In order to pass a physical education class at a university, a student must run 1.0 mi in 12.5 min. After running for 10.0 min (assume constant speed), she still has 510 yd to go. What constant acceleration does she need over the final 510 yd in order to make it?
1 mile=1760 yards
First find the constant speed she was running at
speed=distance/time
to find distance subtract 1760-510=1250 yards
1250/10
with this answer divide it by 10 minutes
(125 yd/m)That will be our speed in yards per minute
Next she needs to make 510 yards in 2.5 minutes based on the info given
In order to complete the mile she will need to run 204 yards per minute
to get 204 just divide 510/2.5
acceleration = final velocity - initial velocity/change in time
For this problem treat your speed as velocity
204-125/2.5
This will be your acceleration needed
be sure to put your units (m/s^2)
IMPORTANT: Make sure you convert your final answer to meters and seconds
yeah
To find the constant acceleration needed over the final 510 yards, we need to first calculate the initial velocity of the student and then use the kinematic equation.
Step 1: Calculate the initial velocity (v0) of the student.
Since the student has been running for 10 minutes already, we can calculate the distance covered in 10 minutes:
Distance covered in 10 minutes = (Speed) x (Time) = (1 mile/12.5 minutes) x (10 minutes)
Converting miles to yards, we have:
Distance covered in 10 minutes = (1 mile/12.5 minutes) x (10 minutes) x (1760 yards/1 mile)
Step 2: Calculate the initial velocity (v0) using the formula:
v = v0 + at
In this case, the final velocity (v) is zero since the student needs to stop running after completing the final 510 yards.

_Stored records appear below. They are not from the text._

PR #12806, opened 2020-04-22
Popup: add onRestoreFocus method to repalce shouldRestoreFocus

joschect:
#### Pull request checklist

#### Description of changes

This fixes an issue where contextualmenu would not correctly return focus to the correct element when it is destroyed. This delegates the focus returning down to the popup determining when focus should be returned so that method is only called once, and gives a callback so that contextualmenu can determine what to do at that point.

I intentionally didn't make a helper type since we are still figuring out our focus story.

#### Focus areas to test

(optional)

###### Microsoft Reviewers: [Open in CodeFlow](http://wpcp.azurewebsites.net/CodeFlowProtocolProxy2.php?pullrequest=https://github.com/microsoft/fluentui/pull/12806)


packages/office-ui-fabric-react/src/components/Popup/Popup.tsx
```diff
@@ -65,20 +66,12 @@ export class Popup extends React.Component<IPopupProps, IPopupState> {
...
-      // This slight delay is required so that we can unwind the stack, let react try to mess with focus, and then
-      // apply the correct focus. Without the setTimeout, we end up focusing the correct thing, and then React wants
-      // to reset the focus back to the thing it thinks should have been focused.
-      if (this._originalFocusedElement) {
-        this._originalFocusedElement.focus();
-      }
-    }
 
+    // tslint:disable-next-line: deprecation
+    if (this.props.shouldRestoreFocus) {
```
dzearing, line 71: any way to write a unit test to validate this works?

packages/office-ui-fabric-react/src/components/Callout/Callout.types.ts
```diff
@@ -243,12 +243,20 @@ export interface ICalloutProps extends React.HTMLAttributes<HTMLDivElement> {
...
 
   /**
-   * If specified, determines whether the underlying "Popup" component should try to restore
-   * focus when it is dismissed.  When set to false, the Popup won't try to restore focus to
-   * the last focused element.
-   * @defaultvalue true;
+   * If true, when this component is unmounted, focus will be restored to the element that had focus when the component
+   * first mounted.
+   * @defaultvalue true
+   * @deprecated use restoreFocus callback instead
```
dzearing, line 249:
```suggestion
   * @deprecated Use `onRestoreFocus` callback instead.
```

packages/office-ui-fabric-react/src/components/Callout/Callout.types.ts
```diff
@@ -243,12 +243,22 @@ export interface ICalloutProps extends React.HTMLAttributes<HTMLDivElement> {
...
   shouldRestoreFocus?: boolean;
+
+  /**
+   * Called when the component is unmounting, and focus needs to be restored.
+   * Argument passed down contains two variables, the element that the underlying
+   * popup believes focus should go to
+   * and whether or not the popup currently contains focus.
+   * If this is provided, focus will not be restored automatically, you'll need to
+   * restore it by calling originalElement.focus()
+   */
```
dzearing, line 260:
```suggestion
  /**
   * Called when the component is unmounting, and focus needs to be restored.
   * The callback will receive `options` argument containing the `originalElement` that
   * was focused on mount, and `containsFocus` which indicates if the popup still contains
   * focus during the unmount.
   * If this callback is provided, focus will not be restored automatically. You'll need to
   * restore it by calling `originalElement.focus()`.
   */
```

packages/office-ui-fabric-react/src/components/Popup/Popup.tsx
dzearing: Also a test to validate that focus is not restored if you provide an empty function.

packages/office-ui-fabric-react/etc/office-ui-fabric-react.api.md
```diff
@@ -1,9634 +1,9644 @@
...
-    const // (undocumented)
-    size72 = "72px";
-    const // (undocumented)
-    size100 = "100px";
-    const // (undocumented)
-    size120 = "120px";
-}
-
-// @public
-export const Pivot: React.FunctionComponent<IPivotPro
```
khmakoto, line 1: Why is this file changing like this?

packages/office-ui-fabric-react/src/components/Callout/Callout.types.ts
```diff
@@ -243,12 +243,22 @@ export interface ICalloutProps extends React.HTMLAttributes<HTMLDivElement> {
...
+   * @defaultvalue true
+   * @deprecated use onRestoreFocus callback instead
    */
   shouldRestoreFocus?: boolean;
+
+  /**
+   * Called when the component is unmounting, and focus needs to be restored.
+   * Argument passed down contains two variables, the element that the underlying
+   * popup believes focus should go to
+   * and whether or not the popup currently contains focus.
```
khmakoto, line 257: nit: I feel like this separation is weird and should be more in line with the length of the lines above it.

packages/office-ui-fabric-react/src/components/ContextualMenu/ContextualMenu.base.tsx
```diff
@@ -437,17 +434,11 @@ export class ContextualMenuBase extends React.Component<IContextualMenuProps, IC
...
-      // This slight delay is required so that we can unwind the stack, const react try to mess with focus, and then
-      // apply the correct focus. Without the setTimeout, we end up focusing the correct thing, and then React wants
-      // to reset the focus back to the thing it thinks should have been focused.
-      // Note: Cannot be replaced by this._async.setTimout because those will be removed by the time this is called.
-      setTimeout(() => {
-        this._previousActiveElement && this._previousActiveElement!.focus();
-      }, 0);
+  private _tryFocusPreviousActiveElement = (options?: any) => {
+    if (options && options.containsFocus && this._previousActiveElement) {
+      this._previousActiveElement && this._previousActiveElement!.focus();
```
khmakoto, line 439: You shouldn't need `!` here.

```suggestion
      this._previousActiveElement && this._previousActiveElement.focus();
```

packages/office-ui-fabric-react/src/components/Popup/Popup.tsx
```diff
@@ -65,20 +66,12 @@ export class Popup extends React.Component<IPopupProps, IPopupState> {
...
-    ) {
-      // This slight delay is required so that we can unwind the stack, let react try to mess with focus, and then
-      // apply the correct focus. Without the setTimeout, we end up focusing the correct thing, and then React wants
-      // to reset the focus back to the thing it thinks should have been focused.
-      if (this._originalFocusedElement) {
-        this._originalFocusedElement.focus();
-      }
-    }
 
+    // tslint:disable-next-line: deprecation
```
khmakoto, line 70: nit:

```suggestion
    // tslint:disable-next-line:deprecation
```

packages/office-ui-fabric-react/etc/office-ui-fabric-react.api.md
joschect: No idea. It's done that after a full build and merge with master. I'll try doing it again once I get tests going.

packages/office-ui-fabric-react/src/components/Callout/Callout.test.tsx
```diff
@@ -141,4 +141,72 @@ describe('Callout', () => {
...
+    // to be rendered into the real dom rather than the testutil simulated dom.
+    const root = document.createElement('div');
+    document.body.appendChild(root);
+    try {
+      ReactDOM.render<HTMLDivElement>(
+        <div>
+          <button id="focustarget"> button </button>
+          <button id="target" style={{ top: '10px', left: '10px', height: '0', width: '0px' }}>
+            {' '}
+            target{' '}
```
dzearing, line 172:
```suggestion
target
```

packages/office-ui-fabric-react/src/components/Callout/Callout.test.tsx
```diff
@@ -141,4 +141,72 @@ describe('Callout', () => {
...
+      visible = false;
+    };
+
+    // In order to have eventlisteners that have been added to the window to be called the JSX needs
+    // to be rendered into the real dom rather than the testutil simulated dom.
+    const root = document.createElement('div');
+    document.body.appendChild(root);
+    try {
+      ReactDOM.render<HTMLDivElement>(
+        <div>
```
dzearing, line 168: why not use enzyme `mount`? Does it create a problem?

dzearing: The problem here is that if this test were to fail, say on an assert, it leaves stuff in the dom. That means if another test ran looking for `#target` or `#focustarget` selectors, they would get the wrong element. It's important to try and leave the test environment clean when you're done and not leaking stuff to avoid side effects. You could just for example have a try/finally, or an `afterTest` callback, which unmounts and removes the root div if it exists. But I think enzyme mount tries to scope the render in its own little area. I think... i might be wrong :)

joschect: I'll add an after that cleans this.

PR #12815, opened 2020-04-22
Focus zone import path changed in charting packages

jameelakowsar:
#### Pull request checklist

#### Description of changes

Focus zone import path changed from '@fluentui/react-focus' to 'office-ui-fabric-react'

#### Focus areas to test

Grouped vertical and stacked bar chart focus events

###### Microsoft Reviewers: [Open in CodeFlow](http://wpcp.azurewebsites.net/CodeFlowProtocolProxy2.php?pullrequest=https://github.com/microsoft/fluentui/pull/12815)


khmakoto:
I agree with @ecraig12345 here, this is effectively changing one thing for the same. Would you mind telling us the reasons why you want to do this?

jameelakowsar:
> I agree with @ecraig12345 here, this is effectively changing one thing for the same. Would you mind telling us the reasons why you want to do this?

Hi @ecraig12345 , @khmakoto ,

Yeah I am agree with you, Importing of 'Focus zone' same works for both OUFR and 'react focus'. In charting package dependencies, we have OUFR and not react-focus. If I add Focus zone from 'react-focus' I  need to add 'react-focus' dependency also.  Insted of that If we import from OUFR then no need to add one more dependency. That's why I have changed it.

Hence, the equation becomes:
0 = v0 + at
Step 3: Calculate the acceleration (a) using the relation between distance (d) and acceleration:
d = v0t + (1/2)at^2
In this case, the distance (d) is 510 yards and the time (t) is the remaining time after the initial 10 minutes, which is (12.5 minutes - 10.0 minutes).
Using these equations, we can calculate the initial velocity and the acceleration.
Let's calculate the initial velocity (v0) first:
Distance covered in 10 minutes = (1 mile/12.5 minutes) x (10 minutes) x (1760 yards/1 mile)
v0 = (1760 yards/12.5 minutes) x (10 minutes)
Next, we can find the acceleration:
Distance remaining = 510 yards
Time remaining = 12.5 minutes - 10.0 minutes = 2.5 minutes
Now, we can use the distance formula:
d = v0t + (1/2)at^2
510 yards = v0(2.5 minutes) + (1/2)a(2.5 minutes)^2
Substitute the value of v0 we calculated earlier:
510 yards = [(1760 yards/12.5 minutes) x (10 minutes)](2.5 minutes) + (1/2)a(2.5 minutes)^2
Simplifying the equation will give us the value of acceleration (a).